Turk Kardiyol Dern Ars. 2018 Apr;46(3):175-183. doi: 10.5543/tkda.2017.66724.
The aim of this study was to evaluate the longterm, post-discharge follow-up of antithrombotic management patterns (AMPs), clinical outcomes, and real-life health status of patients hospitalized acute coronary syndrome (ACS).

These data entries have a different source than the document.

PR #231, opened 2023-09-27
System API method in_replicated_execution

bogwar:
This PR adds a system API method to determine if the canister is running in replicated or non replicated mode.

### DIFF
--- a/spec/index.md
+++ b/spec/index.md
@@ -1308,6 +1308,7 @@ The following sections describe various System API functions, also referred to a
     ic0.global_timer_set : (timestamp : i64) -> i64;                            // I G U Ry Rt C T
     ic0.performance_counter : (counter_type : i32) -> (counter : i64);          // * s
     ic0.is_controller: (src: i32, size: i32) -> ( result: i32);                 // * s
+    ic0.in_replicated_execution: () -> (result: i32);                           // * 
 
     ic0.debug_print : (src : i32, size : i32) -> ();                            // * s
     ic0.trap : (src : i32, size : i32) -> ();                                   // * s
@@ -1756,6 +1757,14 @@ In the future, we might expose more performance counters.
 The system resets the counter at the beginning of each [Entry points](#entry-points) invocation.
 
 The main purpose of this counter is to facilitate in-canister performance profiling.
+
+### Replicated execution check {#system-api-replicated-execution-check}
+
+The canister can check whether it is currently running in replicated or non replicated execution. 
+
+`ic0.in_replicated_execution : () -> (result: i32)`
+
+Returns 1 if the canister is being run in replicated mode and 0 otherwise. 
 
 ### Controller check {#system-api-controller-check}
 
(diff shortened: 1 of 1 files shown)


spec/index.md
```diff
@@ -5921,6 +5930,12 @@ The pseudo-code below does *not* explicitly enforce the restrictions of which im
       else
         Trap {cycles_used = es.cycles_used;}
 
+    ic0.in_replicated_execution<es>() : i32 =
+      if es.context = s then Trap {cycles_used = es.cycles_used;}
+      if es.params.sysenv.certificate = NoCertificate
```
mraszyk, line 5935: Do we want to specify the return value based on the certificate or use `es.context` instead?

spec/index.md
```diff
@@ -1308,6 +1308,7 @@ The following sections describe various System API functions, also referred to a
     ic0.global_timer_set : (timestamp : i64) -> i64;                            // I G U Ry Rt C T
     ic0.performance_counter : (counter_type : i32) -> (counter : i64);          // * s
     ic0.is_controller: (src: i32, size: i32) -> ( result: i32);                 // * s
+    ic0.in_replicated_execution: () -> (result: i32);                           // *
```
mraszyk, line 1311:
```suggestion
    ic0.is_replicated_execution: () -> (result: i32);                           // * 
```
just a suggestion

dsarlis (commented):
Generally lgtm.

A total of 1034 patients hospitalized for ACS within 24 hours of symptom onset who survived to discharge were included. Of those, 514 had ST-segment elevation myocardial infarction (STEMI) and 520 had unstable angina (UA)/non-STEMI (NSTEMI). Data on follow-up AMPs, clinical outcomes, and health status were collected during 24 months of follow-up.
The overall all-cause mortality was 6.4% (6.7% in UA/NSTEMI and 6.0% in STEMI patients), cardiovascular (CV) events had occurred in 9.4% (9.8% in UA/NSTEMI and 8.9% in STEMI patients), and bleeding events in 2.0% (2.3% in STEMI and 1.7% in UA/NSTEMI patients) of patients at 2 years after discharge. EuroQol-visual analogue scales scores increased from 78.9 to 81.6 in STEMI patients, and from 76.0 to 76.2 in UA/NSTEMI patients. Discharge and 2-year postdischarge scores for the EuroQol-5D index were 0.7 and 0.9, respectively in STEMI patients, while it was 0.8 for each period in UA/STEMI patients. Overall, 57.5% of the patients on dual antiplatelet (AP) therapy at discharge remained on this treatment at 2 years after discharge. The use of 1AP/0 anticoagulant (AC) and ≥2AP/0AC were associated with a CV event risk of 10.5% and 8.9%, a mortality risk of 10.5% and 5.8%, and a bleeding event risk of 0.9% and. 2.2%, respectively.
These findings in a real-life population of ACS patients emphasize the importance of longer-term follow-up of ACS patients surviving hospitalization and support the likelihood of more favorable long-term outcomes in ACS management with the current treatment practices.
本研究旨在评估急性冠状动脉综合征(ACS)住院患者出院后的长期抗栓治疗管理模式(AMPs)、临床结局及实际健康状况。
纳入1034例症状发作24小时内住院且存活至出院的ACS患者。其中,514例为ST段抬高型心肌梗死(STEMI),520例为不稳定型心绞痛(UA)/非ST段抬高型心肌梗死(NSTEMI)。在24个月的随访期间收集随访AMPs、临床结局及健康状况的数据。
出院2年后,总体全因死亡率为6.4%(UA/NSTEMI患者为6.7%,STEMI患者为6.0%),心血管(CV)事件发生率为9.4%(UA/NSTEMI患者为9.8%,STEMI患者为8.9%),出血事件发生率为2.0%(STEMI患者为2.3%,UA/NSTEMI患者为1.7%)。STEMI患者的欧洲五维健康量表视觉模拟量表评分从78.9提高到81.6,UA/NSTEMI患者从76.0提高到76.2。STEMI患者出院时及出院2年时的欧洲五维健康量表5维度指数评分分别为0.7和0.9,而UA/NSTEMI患者各时期均为0.8。总体而言,出院时接受双联抗血小板(AP)治疗的患者中,57.5%在出院2年后仍接受该治疗。使用1种抗血小板药物/0种抗凝药物(AC)和≥2种抗血小板药物/0种抗凝药物的患者发生CV事件的风险分别为10.5%和8.9%,死亡风险分别为10.5%和5.8%,出血事件风险分别为0.9%和2.2%。
这些在ACS患者真实人群中的研究结果强调了对存活出院的ACS患者进行长期随访的重要性,并支持当前治疗方法在ACS管理中实现更有利长期结局的可能性。